Let $X$ be a topological space. Then we can define $$C_0(X):=\{f \in C(X)\mid \forall \epsilon > 0: \exists K \subseteq X \mathrm{\ compact}: \forall x \notin K: |f(x)| < \epsilon\}$$
If $X$ is locally compact, I have also seen the following definition, if $X$ is locally compact: $$C_0'(X) = \{f \in C(X)\mid \forall \epsilon > 0: \{x \in X: |f(x) | \geq \epsilon\} \mathrm{\ compact}\}$$
What is the relation between these two definitions of $C_0?$ Clearly $C_0'(X) \subseteq C_0(X)$. Do we have equality? Why do we require that $X$ is locally compact in the second definition?
Yes, the two definitions are equivalent, even without assuming local compactness. (A usual terminology to describe this behavior is to say that such a function vanishes at infinity.)
To see that $C_0'(X)\subseteq C_0(X)$, take $f\in C_0'(X)$. Then, $K_{\varepsilon}\equiv\{x\in X\,|\,|f(x)|\geq\varepsilon\}$ is compact for every $\varepsilon>0$. Use this $K_{\varepsilon}$ to verify that $f\in C_0(X)$.
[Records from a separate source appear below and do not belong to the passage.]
PR #382, opened 2016-04-23
Always on completions

rgbkrk:
This switches us over to hints all the time, without the users hitting a hot key (though they can still invoke it manually with ctrl-space).

In order to do completions all the time, without tab, we have to set completeSingle to false. Otherwise users will "overtype" the completions with their own text.

For example, let's say a user is typing "import" in Python:

Type `i` (list of completions)

Type `m` ("import" matches, gets filled out)

Type p and now the text reads:

```
importp
```

Switching to this mode makes us behave more like Visual Studio and Atom. The user
must confirm the match in order to accept it. For previous Jupyter users, this
may cause a rift because muscle memory tells them to use tab. This _is_ a different environment
so maybe that's alright.

My personal preference is to have this mode on by default. Thoughts?

Please try it out. It's kind of awesome.

### DIFF
--- a/src/notebook/components/cell/editor.js
+++ b/src/notebook/components/cell/editor.js
@@ -63,7 +63,16 @@ export default class Editor extends React.Component {
     //       is deleted
     inputEvents
       .debounceTime(20)
-      .subscribe(event => event.cm.execCommand('autocomplete'));
+      // Filter out whitespace changes, only propagate when a partial token
+      .filter(event => {
+        const editor = event.cm;
+        const tokenRange = editor.findWordAt(editor.getCursor());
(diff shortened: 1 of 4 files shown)


rgbkrk:
We'll want to filter out pure whitespace lines or some other heuristic as well because of IPython's global mode responses.

rgbkrk:
Did some basic whitespace checking. We still need to fix the "open-parens" case. I'm digging into this now.

rgbkrk:
I probably should have put a "please discuss" tag on this one. This needs some more work.

Carreau:
That's likely a codemirror bug. As this behavior should be triggered only when it's the "first" invocation of simpleHint so there is likely something wrong in my implementation.

PR #384, opened 2016-04-23
Autocomplete only when current token has \w

rgbkrk:
This is quite a bit better than the previous token check.

wordy


jdfreder:
Much better!

jdfreder:
🍰 🎆

PR #391, opened 2016-04-25
Prevent the completer from flickering.

Carreau:
Actually trigger an "autocomplete" IIF the completion is not already
shown. Otherwise let codemirror deal with the **update** of the popup,
instead of removing the dom element and reinserting.

Prevent "flicker" of the tooltip.


rgbkrk:
Oh awesome! Didn't know about this.

We could even move this check up into a filter operator prior.

rgbkrk:
This is sooooooo smooth.

PR #392, opened 2016-04-25
Streamline icon generation.

Carreau:
And adjust colors a bit, to be slightly more dynamic. 

Also now it build the PNG dirrectly using inkscape. 

Might want to adjust the SVG for the small icon as well, but heading to lunch for now.

screen shot 2016-04-25 at 13 05 59


rgbkrk:
I'm guessing we'll only be running this from a Linux machine to build the icons.

Carreau:
Or osx. Works for me.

Conversely, suppose that $f\in C_0(X)$ and fix an arbitrary $\varepsilon>0$. There must exist some compact $K\subseteq X$ such that $x\in X\setminus K$ implies $|f(x)|<\varepsilon$. Therefore, the set $E\equiv\{x\in X\,|\,|f(x)|\geq\varepsilon\}$ is a subset of $K$. But $E$ is closed due to the continuity of $f$ and a closed subset of a compact set is compact in any topological space. The conclusion is that $E$ is compact, which implies that $f\in C_0'(X)$.